Stored items:
/---

PR #593, opened 2026-05-26
Composite gate interpreter

### LINKED ISSUE #550: "Missing" definition of state_init gate in jaspr/mlir
### Priority

Critical

### Responsible

_No response_

### Qrisp Version

0.8.2

### Python Version

3.11.14

### Operating System

macOS

### Short Description

1) When using the qiskit-based ``prepare`` method, the jaspr (and hence the mlir) contains a `` jasp.quantum_gate[gate=state_init]``. The definition of such a gate depends on the particular ``target_array``and is not part of the (printed)  jaspr/mlir. Hence, it cannot be processed starting from the generated mlir.

2) When using ``prepare`` repeatedly (with different target arrays), the name ``gate=state_init`` is ambiguous.

### Steps to Reproduce

```
from qrisp import *

def main():
    qv = QuantumFloat(2)
    prepare(qv, target_array=np.array([1.0, 2.0, 3.0, 4.0]))
    qv2 = QuantumFloat(2)
    prepare(qv2, target_array=np.array([1.0, 5.0, 3.0, 4.0]))
    return measure(qv[0])

jaspr = make_jaspr(main)()
mlir = jaspr.to_mlir(lower_stablehlo=True)

print(jaspr)
#print(mlir)
```

{ lambda ; a:QuantumState. let                  
    b:QubitArray c:QuantumState = jasp.create_qubits 2:i64[] a
    d:Qubit = jasp.get_qubit b 0:i64[]
    e:Qubit = jasp.get_qubit b 1:i64[]
    f:QuantumState = jasp.quantum_gate[gate=state_init] d e c
    g:QubitArray h:QuantumState = jasp.create_qubits 2:i64[] f
    i:Qubit = jasp.get_qubit g 0:i64[]
    j:Qubit = jasp.get_qubit g 1:i64[]
    k:QuantumState = jasp.quantum_gate[gate=state_init] i j h
    l:bool[] m:QuantumState = jasp.measure d k
  in (l, m) }

### Expected Behavior

Good question.

### Actual Behavior

n/a

### Means of Verification

| Test-ID | Type     | Description | Expected Result |
|---------|----------|-------------|-----------------|
| T-001   | Positive |             |                 |
| T-002   | Negative |             |                 |
| T-003   | Boundary |             |                 |
| T-004   | Boundary |             |                 |

### Additional Context

_No response_

### Definition of Done

- [ ] Root cause identified
- [ ] Regression test added
- [ ] Changelog entry added

renezander90:
## Description

Introduces a new Jasp interpreter pass `decompose_composite_gates` that recursively inlines all composite (non-primitive) quantum gates in a `Jaspr` into their primitive constituents. A composite gate is any `Operation` whose `.definition` attribute holds a sub-circuit. The pass traverses not only top-level equations but also sub-jaxprs nested inside `jit`, `while`, `cond`, and `scan` control-flow primitives, making it applicable to complex programs.

Call-graph compression is preserved: if multiple `jit` equations in the original jaspr reference the same `ClosedJaxpr` object (as produced by `@qache`), the decomposed jaspr ensures they still reference the same transformed object — not independent copies — by caching results via `@lru_cache`.

## Related Issues

Closes #550
Related to #

## Type of Change

- [ ] Bug Fix
- [ ] Performance improvement
- [ ] Documentation
- [ ] CI / Build

## Breaking Change?
- [ ] Yes
- [x] No

## What was changed?

- Added `composite_gate_interpreter.py` — new interpreter module containing:
  - `_apply_op(op, qubit_tracers, abs_qst)`: recursively inlines a gate by walking its `.definition` circuit and rebinding each sub-instruction via `quantum_gate_p`
  - `decompose_eqn_evaluator(eqn, context_dic)`: `reinterpret`-compatible evaluator that decomposes composite `quantum_gate_p` equations and recursively applies the transformation to `jit`/`while`/`cond`/`scan` sub-jaxprs
  - `_decompose_sub_jaxpr(jaxpr)`: cached helper (`@lru_cache`) to apply the pass to both `Jaspr` and `ClosedJaxpr` sub-expressions; caching ensures shared sub-jaxpr objects remain shared after transformation
  - `decompose_composite_gates(jaspr)`: public API (`@lru_cache`) — returns a new `Jaspr` with all composite gates inlined
- Updated `__init__.py` to export the new module
- Added test_composite_gate_interpreter.py with a full test suite

## How was it tested?

| Test-ID | Description | Status |
|---------|-------------|--------|
| T-001 | `test_decompose_state_preparation` — `prepare()` introduces a `state_init` composite gate; verifies it is absent after decomposition and that exact output probabilities match the original via `to_qc().run()` + `np.allclose` | ✅ |
| T-002 | `test_decompose_mcx` — multi-controlled X is a composite gate; verifies decomposition and identical deterministic output distribution | ✅ |
| T-003 | `test_decompose_cx_is_noop` — `cx` is already primitive; verifies the pass is a no-op and the Bell-state distribution is preserved | ✅ |
| T-004 | `test_decompose_nested_jaspr` — `BlockEncoding` with deeply nested `jit`/`while`/`cond` sub-jaxprs; verifies full recursive decomposition and that the resulting jaspr remains executable | ✅ |
| T-005 | `test_call_graph_compression_preserved` — two calls to the same `@qache` function share one `ClosedJaxpr` object in the original; verifies the decomposed jaspr maintains that identity (`is` check), confirming call-graph compression is not destroyed | ✅ |
| T-006 | `test_decompose_scan_body` — a `@quantum_kernel` using `prepare()` is called inside a `jax.lax.scan` body; verifies the composite gate inside the scan body jaxpr is decomposed and the result remains executable | ✅ |

## Checklist

## Reviewer Notes

The key design decision is that `decompose_eqn_evaluator` explicitly handles `jit`, `while`, `cond`, and `scan` by patching their embedded sub-jaxprs before re-executing — following the same pattern used in `environment_flattening.py`. Without this, composite gates inside control-flow bodies would be silently left undecomposed.

Call-graph compression is preserved via `@lru_cache` on both `_decompose_sub_jaxpr` and `decompose_composite_gates`, keyed by object identity — matching the pattern used in `get_traced_fun` in catalyst_interpreter.py. Without caching, two `jit` equations referencing the same `ClosedJaxpr` would each receive a distinct copy after transformation, defeating the structural sharing that downstream passes (e.g. XLA's `flatten-call-graph`) rely on to avoid compilation explosion.

### DIFF
--- a/src/qrisp/jasp/interpreter_tools/interpreters/composite_gate_interpreter.py
+++ b/src/qrisp/jasp/interpreter_tools/interpreters/composite_gate_interpreter.py
@@ -46,7 +46,7 @@ def _apply_op(op, qubit_tracers, abs_qst):
     if op.definition is None:
         return quantum_gate_p.bind(*qubit_tracers, abs_qst, gate=op)
 
-    defn = op.definition
+    defn = op.definition.transpile()
     for instr in defn.data:
         qubit_indices = [defn.qubits.index(qb) for qb in instr.qubits]
         sub_qubits = [qubit_tracers[i] for i in qubit_indices]
--- a/src/qrisp/jasp/interpreter_tools/interpreters/composite_gate_interpreter.py
+++ b/src/qrisp/jasp/interpreter_tools/interpreters/composite_gate_interpreter.py
@@ -98,6 +98,12 @@ def decompose_eqn_evaluator(eqn, context_dic):
         exec_eqn(new_eqn, context_dic)
         return False
 
+    elif eqn.primitive.name == "scan":
+        new_eqn = _copy_eqn(eqn)
+        new_eqn.params["jaxpr"] = _decompose_sub_jaxpr(eqn.params["jaxpr"])
+        exec_eqn(new_eqn, context_dic)
+        return False
+
     return True  # fall back to default execution
 
 
--- a/src/qrisp/jasp/interpreter_tools/interpreters/composite_gate_interpreter.py
+++ b/src/qrisp/jasp/interpreter_tools/interpreters/composite_gate_interpreter.py
@@ -1,0 +1,119 @@
+"""
+********************************************************************************
+* Copyright (c) 2026 the Qrisp authors
+*
+* This program and the accompanying materials are made available under the
+* terms of the Eclipse Public License 2.0 which is available at
+* http://www.eclipse.org/legal/epl-2.0.
+*
+* This Source Code may also be made available under the following Secondary
+* Licenses when the conditions for such availability set forth in the Eclipse
+* Public License, v. 2.0 are satisfied: GNU General Public License, version 2
+* with the GNU Classpath Exception which is
+* available at https://www.gnu.org/software/classpath/license.html.
+*
+* SPDX-License-Identifier: EPL-2.0 OR GPL-2.0 WITH Classpath-exception-2.0
+********************************************************************************
+"""
+
+from jax.extend.core import JaxprEqn
+
+from qrisp.jasp.interpreter_tools import exec_eqn, reinterpret, extract_invalues, insert_outvalues
+from qrisp.jasp.primitives import quantum_gate_p
+
+
+def _copy_eqn(eqn):
+    return JaxprEqn(
+        primitive=eqn.primitive,
+        invars=list(eqn.invars),
+        outvars=list(eqn.outvars),
+        params=dict(eqn.params),
+        source_info=eqn.source_info,
+        effects=eqn.effects,
+        ctx=eqn.ctx,
+    )
+
+
+def _apply_op(op, qubit_tracers, abs_qst):
+    """Recursively inline a gate.
+
+    - Primitive gates (op.definition is None) are bound directly via quantum_gate_p.
+    - Composite gates are expanded by iterating their definition circuit and
+      recursively calling _apply_op for each sub-instruction.
+    """
+    if op.definition is None:
+        return quantum_gate_p.bind(*qubit_tracers, abs_qst, gate=op)
+
+    defn = op.definition
+    for instr in defn.data:
+        qubit_indices = [defn.qubits.index(qb) for qb in instr.qubits]
+        sub_qubits = [qubit_tracers[i] for i in qubit_indices]
+        abs_qst = _apply_op(instr.op, sub_qubits, abs_qst)
+
+    return abs_qst
+
+
+def decompose_eqn_evaluator(eqn, context_dic):
+    """Equation evaluator that recursively decomposes composite quantum gates.
+
+    Whenever a quantum_gate_p equation carries a composite gate (one that has
+    a circuit definition), the gate is expanded in-place.
+
+    For jit/while/cond equations whose sub-jaxprs may themselves contain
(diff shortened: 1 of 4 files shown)


src/qrisp/jasp/interpreter_tools/interpreters/composite_gate_interpreter.py
```diff
@@ -0,0 +1,119 @@
...
+    """Recursively inline a gate.
+
+    - Primitive gates (op.definition is None) are bound directly via quantum_gate_p.
+    - Composite gates are expanded by iterating their definition circuit and
+      recursively calling _apply_op for each sub-instruction.
+    """
+    if op.definition is None:
+        return quantum_gate_p.bind(*qubit_tracers, abs_qst, gate=op)
+
+    defn = op.definition
```
positr0nium: you should call op.definition.transpile here because the definition circuit can also contain composite gates

positr0nium: Ah this is fixed because apply_op is called recursively. Might still be faster/less convoluted

src/qrisp/jasp/interpreter_tools/interpreters/composite_gate_interpreter.py
```diff
@@ -0,0 +1,119 @@
...
+        gate = eqn.params["gate"]
+        invalues = extract_invalues(eqn, context_dic)
+        qubit_tracers = invalues[: gate.num_qubits]
+        abs_qst = invalues[-1]
+
+        abs_qst = _apply_op(gate, qubit_tracers, abs_qst)
+        insert_outvalues(eqn, context_dic, abs_qst)
+        return False  # equation handled; skip default exec_eqn
+
+    elif eqn.primitive.name == "jit":
```
positr0nium, line 80: The way this is currently implemented destroys call-graph compression. Call graph compression means that jit primitives contain the exact same ClosedJaxpr object when referring to the same function instead of a copy. In other words, there is only one ClosedJaxpr, which is referenced in every jit call. Your current implementation produces new copies for each ClosedJaxpr even if the "compilation source" is the same ClosedJaxpr. Other interpreters solve this through an LRU Cache based mechanism. You could look this up for instance in the catalyst conversion interpreter.

positr0nium (changes requested):

src/qrisp/jasp/interpreter_tools/interpreters/composite_gate_interpreter.py
```diff
@@ -0,0 +1,119 @@
...
+        new_eqn = _copy_eqn(eqn)
+        new_eqn.params["jaxpr"] = _decompose_sub_jaxpr(eqn.params["jaxpr"])
+        exec_eqn(new_eqn, context_dic)
+        return False
+
+    elif eqn.primitive.name == "while":
```
positr0nium, line 86: There is another primitive that is not covered here: "scan". Scan describes a loop with a static bound. While there is no way to have Qrisp code to produce scan, Qrisp code can be called inside scan, which would be silently ignored with the current implementation.

positr0nium (approved):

\---

▸ Work to complete: Those lines above that contain the string "elif" should be returned.

▸ Written response:
+    elif eqn.primitive.name == "scan":
+    elif eqn.primitive.name == "jit":
+    elif eqn.primitive.name == "while":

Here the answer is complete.